R Syntax

# Choose a file interactively

# Read CSV file
d <- read.csv(pathfile)

# Read text file.
# Set header = TRUE if the first row of the data
# corresponds to the names of the variables
d <- read.table(pathfile, header = TRUE)

# Vector with values 3, 6, 7
c(3, 6, 7)

# Value of data d in row 3 and column 7
d[3, 7]

# Row 3 of data d
d[3, ]

# Column 7 of data d
d[, 7]

# Rows 3 and 5 of data d
d[c(3, 5), ]

# Columns 7 and 9 of data d
d[ , c(7, 9)]

# Data d without rows 3 and 5
d[-c(3, 5), ]

# Data d without columns 7 and 9
d[ , -c(7, 9)]


If you do not have R installed, you can google “online R compiler”


1 Probability distributions and the Central Limit Theorem

1.1 Area under the curve

What percent of a standard normal distribution \(N(\mu = 0, \sigma = 1)\) is found in each region? Be sure to draw a graph.

  1. \(Z < -1.35\)
  2. \(Z > 1.48\)
  3. \(-0.4 < Z < 1.5\)
  4. \(|Z| > 2\)

1.2 Overweight baggage

Suppose weights of the checked baggage of airline passengers follow a nearly normal distribution with mean 45 pounds and standard deviation 3.2 pounds. Most airlines charge a fee for baggage that weigh in excess of 50 pounds. Determine what percent of airline passengers incur this fee.

1.3 LA weather

The average daily high temperature in June in LA is 77\(^o\)F with a standard deviation of 5\(^o\)F. Suppose that the temperatures in June closely follow a normal distribution.

  1. What is the probability of observing an 83\(^o\)F temperature or higher in LA during a randomly chosen day in June?
  2. How cool are the coldest 10% of the days (days with lowest average high temperature) during June in LA?

1.4 GRE scores

The mean score for Verbal Reasoning section for all the Graduate Record Examination (GRE) takers was 151 with a standard deviation of 7, and the mean score for the Quantitative Reasoning was 153 with a standard deviation of 7.67. Suppose that both distributions are nearly normal.

  1. Write down the short-hand for these two normal distributions.
  2. The score of a student who scored in the 80th percentile on the Quantitative Reasoning section.
  3. The score of a student who scored worse than 70% of the test takers in the Verbal Reasoning section.

1.5 Hen eggs (CLT)

The distribution of the number of eggs laid by a certain species of hen during their breeding period has a mean of 35 eggs with a standard deviation of 18.2. Suppose a group of researchers randomly samples 45 hens of this species, counts the number of eggs laid during their breeding period, and records the sample mean. They repeat this 1,000 times, and build a distribution of sample means.
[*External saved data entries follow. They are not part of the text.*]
PR #2941, opened 2023-11-01
Lf 3752 implement filtering in dashboard

antsgar:
**Description**

- Implemented Finances dashboard filtering.
- Added new `FilterButton` component that can be used standalone (here) or as part of the search bar + filter.
- Added new `FilterGroup` component to be reused both in this filtering modal and in the `FilterPage` component.

Jira link:

**Type of change**

**How Has This Been Tested?**

- [x] Passes test case
- [ ] Other (please explain)

**Checklist:**


packages/webapp/public/locales/en/expense.json
```diff
@@ -36,8 +36,8 @@
     "CUSTOM_DESCRIPTION": "Recurring expenses related to electricity, gas, water (including irrigation), garbage collection, and other periodic services."
   },
   "LABOUR": {
-    "EXPENSE_NAME": "Labour",
-    "CUSTOM_DESCRIPTION": "Expenses related to employed and contracted individuals."
+    "EXPENSE_NAME": "Contract labour",
```
antsgar, line 39: I talked to Loïc and changed this to Contract labour so that we can have two separate filters, one for the regular Labour expenses derived from tasks and one for the one-offs. We were initially thinking to combine them together in the same filter, but since we're not summing them together in the total in the KPI card that seemed more confusing

packages/webapp/src/components/Filter/FilterGroup/index.jsx
```diff
@@ -0,0 +1,101 @@
+/*
```
antsgar, line 1: The contents of this component are derived from part of what used to be in the `FilterPage` component. I abstracted this to a separate one so it can be reused both for `FilterPage` and for my modal/drawer

packages/webapp/src/components/Filter/FilterPillSelect/index.jsx
```diff
@@ -46,50 +64,79 @@ const FilterPillSelect = ({
...
-      </fieldset>
-    </div>
+      {showIndividualControls && (
+        <FilterControls
+          updateFilters={updateAllFilters}
+          selectAllDisabled={selectAllDisabled}
+          clearAllDisabled={clearAllDisabled}
+        />
+      )}
+    </>
```
antsgar, line 139: This is the bulk of the change in this component, added the ability to display individual controls to clear/select all only in this filter

packages/webapp/src/containers/Filter/Transactions/index.jsx
```diff
@@ -0,0 +1,86 @@
+/*
```
antsgar, line 1: This file is one of the most relevant ones in terms of the actual feature implemented in this PR

packages/webapp/src/containers/filterSlice.js
```diff
@@ -28,7 +28,7 @@ const initialDocumentsFilter = {
   TYPE: {},
```
antsgar, line 28: Changes more relevant to this PR in this file too

packages/webapp/src/containers/Finances/useTransactions.js
```diff
@@ -44,7 +44,11 @@ const buildLabourTransactionsFromTasks = ({
   users,
```
antsgar, line 44: This file is important too, I updated the functions so they would work well with the actual filter which is an object rather than an array

packages/webapp/src/containers/Finances/index.jsx
```diff
@@ -38,21 +38,23 @@ import { downloadFinanceReport } from './saga';
 import FinancesCarrousel from '../../components/Finances/FinancesCarrousel';
```
antsgar, line 38: Relevant changes in this file as well, changing how KPIs are calculated and displaying the filter button

packages/webapp/src/containers/Finances/util.js
```diff
@@ -33,33 +33,17 @@ import {
   SALE_VALUE,
```
antsgar, line 33: Changes here for how the KPIs are calculated

packages/webapp/src/containers/Finances/TransactionFilter/index.jsx
```diff
@@ -0,0 +1,55 @@
...
+
+  const filterRef = useRef({});
+
+  return (
+    <>
+      <FilterButton onClick={() => setIsFilterOpen(true)} isFilterActive={isFilterActive} />
+      {/* TODO LF-3751 show contents on drawer instead of modal component for mobile view */}
+      {isFilterOpen && (
+        <ModalComponent
+          title={t('FINANCES.FILTER.TITLE')}
```
SayakaOno, line 36: Should this be black...?

SayakaOno (commented):
It's working well!
Thanks to your suggestion in the tech daily, reviewing was much more efficient and easier! ❤️ 

I left some comments, and I think the modal should be scrollable
Screenshot 2023-11-02 at 9 35 52 AM

packages/webapp/src/components/Finances/Transaction/Mobile/styles.module.scss
```diff
@@ -23,17 +23,17 @@
...
 .expandableItem {
-  padding: 12px 0;
+  padding: 12px 0px 12px;
   align-items: center;
 }
 
 .expandableItemWrapper {
   border: solid 1px transparent;
   border-bottom: solid 1px var(--grey200);
+  margin: 8px 0;
```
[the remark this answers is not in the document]
antsgar: In some of the Figmas there seems to be this spacing but I'm thinking now those might be Figmas just to demonstrate all of the possible "states" of an item and not an actual list. Will remove this!

packages/webapp/src/containers/Finances/useTransactions.js
```diff
@@ -44,7 +44,11 @@ const buildLabourTransactionsFromTasks = ({
...
   dateFilter,
   expenseTypeFilter,
+  expenseTypes,
 }) => {
+  const labourExpenseType = expenseTypes.find(
+    (expense) => expense.expense_translation_key === 'LABOUR',
+  );
```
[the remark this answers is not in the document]
antsgar: Oops yeah this is a leftover of when we thought we were going to filter one off and task labour expenses with the same filter

packages/webapp/src/stories/Filters/FilterButton.stories.jsx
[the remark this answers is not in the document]
antsgar: Ah yeah, good point! I ended up removing it because after lifting up the ownership of filters to the finances container, this ended up just rendering the PureTransactionList with a transactions prop. We can always re-add it when the time comes and we need the desktop/mobile logic

packages/webapp/src/containers/Finances/TransactionFilter/index.jsx
antsgar: Added this change!

antsgar:
@SayakaOno thank you so much for your thorough review! I think I've addressed all of your comments, please take a look when you can 🙂

packages/webapp/src/containers/Finances/TransactionFilter/styles.module.scss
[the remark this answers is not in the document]
SayakaOno: License is still missing!

SayakaOno (commented):
License is missing in one file, but everything else looks good!

packages/webapp/src/components/Filter/FilterButton/index.jsx
```diff
@@ -0,0 +1,27 @@
...
+import PropTypes from 'prop-types';
+import styles from './styles.module.scss';
+import TextButton from '../../Form/Button/TextButton';
+import clsx from 'clsx';
+
+const FilterButton = ({ isFilterActive, onClick }) => {
+  return (
+    <div className={clsx([styles.filterButtonContainer, isFilterActive && styles.active])}>
+      <TextButton className={styles.filterButton} onClick={onClick}>
+        <FiFilter data-cy="tasks-filter" className={styles.filterButtonIcon} />
```
kathyavini, line 11: NIT (just noting): this Cypress selector is for tests that we don't have anymore, and in any case the filter is not specific to tasks so it's incorrectly named

packages/webapp/src/components/Filter/FilterButton/styles.module.scss
```diff
@@ -0,0 +1,50 @@
+.filterButtonContainer {
+  position: relative;
+  height: 100%;
```
kathyavini, line 3: In Figma and in Storybook this results in a square button, but in app the button ends up rectangular in both Finances and the old PureSearchbarAndFilter (I think as height will be more than 40px). I'm okay with either and I'll match the search button, but just checking that it shouldn't stay square.

packages/webapp/src/components/Filter/FilterButton/styles.module.scss
```diff
@@ -0,0 +1,50 @@
...
+  width: 40px;
+  display: flex;
+  justify-content: center;
+  background-color: var(--grey200);
+  border-radius: 4px;
+  border: 1px solid var(--grey400);
```
kathyavini, line 9: Is this a compromise between Figma and the older app styles perhaps? The filter button is borderless in Figma but I see this border looks quite nice next to the old search input! Again just checking if it's intentional, and then I'll match with the collapsible search.

packages/webapp/src/components/Filter/FilterButton/styles.module.scss
```diff
@@ -0,0 +1,50 @@
...
+    background-color: var(--teal100);
+    border: 1px solid var(--teal500);
+
+    .filterButtonIcon {
+      color: var(--teal600);
+    }
+  }
+
+  &:hover {
+    background-color: var(--white, #FFF);
```
kathyavini, line 21: Just wanted to REALLY double-check on this 😂 It doesn't look like any other hover effect in Finances or the older app styles that I know of.

packages/webapp/src/components/Filter/FilterDateRange/index.jsx
```diff
@@ -13,6 +15,7 @@ export function FilterDateRange({
   filterRef,
   shouldReset,
   style,
+  className,
```
kathyavini, line 18: Thank you 😄 

NIT: Here and elsewhere the className should be added to PropTypes as well

packages/webapp/src/containers/Filter/Transactions/index.jsx
```diff
@@ -0,0 +1,86 @@
...
+ *  but WITHOUT ANY WARRANTY; without even the implied warranty of
+ *  MERCHANTABILITY or FITNESS FOR A PARTICULAR PURPOSE. See the
+ *  GNU General Public License for more details, see <https://www.gnu.org/licenses/>.
+ */
+
+import PropTypes from 'prop-types';
+import { useTranslation } from 'react-i18next';
+import { useSelector } from 'react-redux';
+import { EXPENSE_TYPE, REVENUE_TYPE } from '../constants';
+import { expenseTypeSelector } from '../../Finances/selectors';
```
kathyavini, line 20: I think we need to include retired types (`allExpenseTypeSelector`, `allRevenueTypeSelector`) as well, based on the fact that the retired modal mentions filtering. But then I wonder if there should be a visual difference between retired and active types on the pills?

Screenshot 2023-11-02 at 6 04 54 PM

packages/webapp/src/containers/Filter/Transactions/index.jsx
```diff
@@ -0,0 +1,86 @@
...
+  const revenueTypes = useSelector(revenueTypesSelector);
+
+  const filters = [
+    {
+      subject: t('FINANCES.FILTER.EXPENSE_TYPE'),
+      filterKey: EXPENSE_TYPE,
+      options: [
+        ...expenseTypes.map((type) => ({
+          value: type.expense_type_id,
+          default: transactionsFilter[EXPENSE_TYPE]?.[type.expense_type_id]?.active ?? true,
```
kathyavini, line 39: In reading the code (!) this was the hardest for me to comprehend because it didn't read logically that a default value would be conditional on the current filter state.

I guess it comes from what I would call `componentInitialState` being named `defaultFilterState` (I know it's not your naming convention!) Only if it was hard for you to catch the first time as well, it might be worth a comment here what `default` indicates.

packages/webapp/src/containers/Finances/TransactionFilter/index.jsx
```diff
@@ -0,0 +1,72 @@
...
+  const [isDirty, setIsDirty] = useState(false);
+  const isFilterActive = useSelector(isFilterCurrentlyActiveSelector('transactions'));
+
+  const transactionsFilter = useSelector(transactionsFilterSelector);
+  const dispatch = useDispatch();
+
+  const handleApply = () => {
+    dispatch(setTransactionsFilter(filterRef.current));
+    setIsFilterOpen(false);
+  };
```
kathyavini, line 42: Could we reset the filter to the initial state when all filters have been selected?

```suggestion
  const handleApply = () => {
    const allAreActive = () =>
      Object.values(filterRef.current).every((filter) =>
        Object.values(filter).every((subFilter) => subFilter.active),
      );

    if (allAreActive()) {
      dispatch(resetTransactionsFilter());
    } else {
      dispatch(setTransactionsFilter(filterRef.current));
    }
    setIsFilterOpen(false);
  };
```

kathyavini (commented):
The code looked good and everything worked so well!

I tried to spend a little bit more time with reading, but in the end I did end up with a primarily UX question. It relates to how the initial state (= no filters applied, filter button inactive) looks like this to the user:

Screenshot 2023-11-02 at 5 31 17 PM

but if the user subsequently puts the filters into that state again, the filter button remains active. In the other app filters, not applying any filtering (= the initial state here) would also make the button inactive. Could we replicate that by resetting the filter state when everything is selected? I left a code suggestion.

Relatedly, I don't love that `isFilterCurrentlyActiveSelector` returns false when both the expense and revenue filters are cleared (and ack, the naming is a bit confusing because clicking both "clear all" links is not equivalent to "clear all filters" in e.g. tasks!), because here in transactions, clearing both sets of filters results in the _opposite_ of the initial state. That one I'm not sure how to fix in code off the top of my head, but it does feel like it doesn't fit the pattern of the existing filters.

Other than that, just had a few inline questions. The nitpicks were just notes 🙂 

EDIT: I forgot to write down until I Sayaka's note above that I also think the modal needs to be scrollable!!

packages/webapp/src/components/Filter/FilterButton/styles.module.scss
antsgar: Ohhh, I didn't see the borderless filter button! Apparently it's borderless in the desktop view, but it does have a border in mobile which is the screen I was looking at

packages/webapp/src/components/Filter/FilterButton/styles.module.scss
antsgar: I kinda prefer it to be square too, I'll update!

packages/webapp/src/components/Filter/FilterButton/styles.module.scss
antsgar: I think it's entirely different for sure! But I followed the buttons spec here https://www.figma.com/file/96NZ02oYe3jpet1roUp0s0/Mockups?type=design&node-id=5385-32459&mode=design&t=b7fbFPa9zO43Y15x-0

packages/webapp/src/containers/Filter/Transactions/index.jsx
antsgar: Thank you for pointing this out! I didn't have any retired types so I didn't notice it

packages/webapp/src/containers/Filter/Transactions/index.jsx
antsgar: Yeah, this was confusing for me at first too!

packages/webapp/src/containers/Finances/TransactionFilter/index.jsx
antsgar: I ended up baking this in in the `isFilterCurrentlyActiveSelector` which should also take care of showing the filter as active now if all filters are cleared 🙂

packages/webapp/src/containers/Filter/Transactions/index.jsx
antsgar: Btw I checked with Loïc and he said we don't need a visual distinction for retired types in the pills

kathyavini (dismissed):
It's perfect!! 😍

SayakaOno:
Is it possible to fix the height?
https://github.com/LiteFarmOrg/LiteFarm/assets/33141219/e447a65d-ad2b-4180-84ed-11ef3034c9ef

packages/webapp/src/containers/Filter/Transactions/index.jsx
kathyavini: This is a reach goal -- if it gets implemented I think a new ticket is appropriate -- but do you think someday we should check for whether a retired type is associated with any transactions before showing it in the filters?

antsgar:
@SayakaOno good point! It's possible to fix the height, but I'm not sure we'd want to do that because we could end up with a lot of whitespace on bigger screens both when the expandable filters are collapsed or if the types list is relatively short. If the content was fixed it'd be a bit easier, but since the list is dynamic and will vary per user I think there's no way to tell how much whitespace we could end up with. Ideally we'd fix the height dynamically depending on the height of the fully expanded content, but I think that would take a fair amount of CSS tinkering to do

kathyavini (approved):

SayakaOno:
@antsgar
I was wondering if it was possible to not extend the height when the selector is opened because what I was looking at wasn't there and I got confused for a little bit. I agree to work on enhancement later on!

SayakaOno (approved):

  1. What is this distribution called?
  2. Would you expect the shape of this distribution to be symmetric, right skewed, or left skewed? Explain your reasoning.
  3. Calculate the variability of this distribution and state the appropriate term used to refer to this value.
  4. Suppose the researchers’ budget is reduced and they are only able to collect random samples of 30 hens. The sample mean of the number of eggs is recorded, and we repeat this 1,000 times, and build a new distribution of sample means. How will the variability of this new distribution compare to the variability of the original distribution?

1.6 Identify the parameter (Inference)

For each of the following situations, state whether the parameter of interest is a mean or a proportion. It may be helpful to examine whether individual responses are numerical or categorical.

  1. In a survey, one hundred college students are asked how many hours per week they spend on the Internet.
  2. In a survey, one hundred college students are asked: “What percentage of the time you spend on the Internet is part of your course work?”"
  3. In a survey, one hundred college students are asked whether or not they cited information from Wikipedia in their papers.
  4. In a sample of one hundred recent college graduates, it is found that 85 percent expect to get a job within one year of their graduation date.

1.7 Quality control (Inference)

As part of a quality control process for computer chips, an engineer at a factory randomly samples 212 chips during a week of production to test the current rate of chips with severe defects. She finds that 27 of the chips are defective.

  1. What population is under consideration in the data set?
  2. What parameter is being estimated?
  3. What is the point estimate for the parameter?